Peran politik ABRI di Indonesia secara umum, khususnya pada persoalan
partai politik, salah satunya disebabkan oleh masih rendah dan minimnya sistem
politik/budaya politik yang berlaku. Yang agak lain ialah bahwa sistem politik yang

18

memberikan ruang intervensi terlalu besar bagi militer di bidang politik disebabkan
oleh fakta bahwa yang dominan menata dan membuat struktur politik di masa orde
baru adalah kaum militer sendiri.
Maka dari itu, di masa depan, peranan sosial politik ABRI/militer di Indonesia
akan ditetapkan dengan undang-undang politik (dan struktur politik/kekuasaan) yang
dibuat di parlemen. Langkah-langkah yang kemudian diperlukan keberanian untuk
memenuhi hakikat kedaulatan rakyat oleh semua pihak, khususnya ABRI, dalam
memandang mekanisme berdemokrasi sesuai yang dicita-citakan bersama. Cita-cita
kedaulatan rakyat itu adalah cermin kebutuhan negara bangsa bahwa anggota DPR
sebagai perwujudan pengemban amanat konstitusi hanya diisi oleh mereka yang
diangkat oleh presiden.
Dengan ini, tak ada tempat bagi militer aktif untuk duduk di kabinet,
perusahaan negara (Badan Usaha Milik Negara dan Badan Usaha Milik Daerah),
perusahaan swasta, atau yayasan yang bergerak di bidang kebutuhan masyarakat,
kecuali bila ia melepas baju dan atribut kemiliterannya.
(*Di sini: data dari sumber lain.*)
PR #774, opened 2024-10-22
Implement RISC-V Vector 1.0 kernels

### LINKED ISSUE #772: RISC-V Vector 1.0 Support: If and where to start?
Hello,

RISC-V's Vector extension was ratified a few years back and recently vector-supporting boards have come out, many based on the octo-core Spacemit K1/M1. I have been using one such board for a while now, with gnuradio and more, but the performance is quite lacking: when profiling with volk_profile, the generic is around an order of magnitude faster than the alternatives

All that to say, I think RVV 1.0 has many instructions useful for volk and I am willing to help but I have no idea where to start. 
If this is in the project's plans, is there a roadmap?

camel-cdr:
This PR adds full RVV vectorization to all kernels, excluding deprecated ones and `volk_32f_s32f_power_32f`  and `volk_32fc_s32f_power_32fc`  which don't have any vectorized kernels in for other architectures, presumably due to precision requirements.

All the tests pass in qemu with VLEN 128 up to 1024, and were additionally tested on all input sizes from 0 to 1000. They have been integrated into CI, with both clang and gcc.

I've attached the output of volk_profile running on the [SpacemiT X60](https://camel-cdr.github.io/rvv-bench-results/bpi_f3/index.html) cores of the Banana Pi BPI-F3 SOC: [X60-gcc-14.txt](https://github.com/user-attachments/files/17481827/X60-gcc-14.txt). [X60-clang-18.txt](https://github.com/user-attachments/files/17481828/X60-clang-18.txt)
The average speedup across all kernels compared to the previously fastest one was 3.8x.

The code is written using RVV 1.0 intrinsics, following the frozen [v0.12](https://github.com/riscv-non-isa/rvv-intrinsic-doc/releases/tag/v0.12.0) spec, which is supported by gcc 14 and clang 18 and above. The build system was adjusted to detect support for RVV intrinsics, to make sure we don't break builds on older compilers.

I tried to maximize LMUL without causing register spills, while avoiding lane crossing permutations.

Segmented load/stores varies in performance a lot on current systems, compare the vsseg graph between the [C910](https://camel-cdr.github.io/rvv-bench-results/milkv_pioneer/ascii_to_utf16.html) and [X60 ](https://camel-cdr.github.io/rvv-bench-results/bpi_f3/ascii_to_utf16.html). To get the best performance I didn't use it in the rvv target, but created an additional pseudo target rvvseg, with alternative implementations using segmented load/stores. 

I didn't modify the existing kernels, except for the following cases:

* `volk_32u_popcntpuppet_32u.h` and `volk_64u_popcntpuppet_64u.h` had a bug where they didn't compute anything.
* `volk_8u_conv_k7_r2puppet_8u.h` created a lookup table with 256 entries once, but only used for a total of 64 lookups, so I replaced it with the direct calculation.

This should resolve https://github.com/gnuradio/volk/issues/772


cmake/Toolchains/rv64gcv-linux-gnu.cmake
```diff
@@ -0,0 +1,34 @@
...
+    CACHE INTERNAL "size tool")
+
+set(CMAKE_FIND_ROOT_PATH ${BINUTILS_PATH})
+
+set(QEMU_VLEN $ENV{VLEN})
+if(NOT QEMU_VLEN)
+    set(QEMU_VLEN "128")
+endif()
+
+set(CMAKE_CROSSCOMPILING_EMULATOR "qemu-riscv64-static -L /usr/riscv64-linux-gnu/ -cpu rv64,v=on,vlen=${QEMU_VLEN},rvv_ta_all_1s=on,rvv_ma_all_1s=on")
```
luhenry: It's generally good to enable `zba` and `zbb` as well as they are available on all boards that have `v` and they bring up some nice performance boost on scalar code. You can enable with `zba=true,zbb=true`

camel-cdr: Ah, good idea, I'll add that.
I didn't think to include it, because `google/cpu_features` currently doesn't support detecting the bitmanip extensions.
I tried to patch this upstream, but couldn't figure out how to sign the CLA without a google account: https://github.com/google/cpu_features/pull/369

Their extension detection is fundamentally broken anyways, see: https://github.com/google/cpu_features/pull/368 (It would currently parse `rv64gc_xmycustomextensionwithavsomewhere` as `rv64gcv`)

Maybe you could forward this to the Google people at RISE.
`google/cpu_features` should probably use hwprobe instead of erroneously parsing cpuinfo, and it would be amazing if support for profiles and extension groups was added.

drmpeg:
Wow, I gotta get my BPI-F3 set up. I'll be testing with GNU Radio.

camel-cdr:
Thanks to [cloud-v.co](https://cloud-v.co/) I got access to a machine with [C910](https://camel-cdr.github.io/rvv-bench-results/milkv_pioneer/) cores, which doesn't support RVV 1.0, but rather the XTheadVector custom extension based on the RVV 0.7.1 draft specification, with VLEN=128.
gcc allows you to compile (some) RVV 1.0 intrinsics directly to XTheadVector, which allowed me to benchmark on the CPU as well.
These numbers are interesting because the C910 is an dual issue out-of-order CPU compared to the in-order X60.

The XTheadVector target for gcc isn't perfect, so I couldn't get every kernel to compile properly, but here are the results from the once that worked:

Tantangan bagi sipil untuk
mencapai sistem politik demokrasi yang ideal itu, antara lain, adalah bagaimana sipil
dapat mengatur negara dengan baik, memahami dan menguasai aspek-aspek
pertahanan dan keamanan, memahami kebutuhan anggaran belanja dan kesejahteraan
militer, dan memahami aspirasi rakyat secara keseluruhan.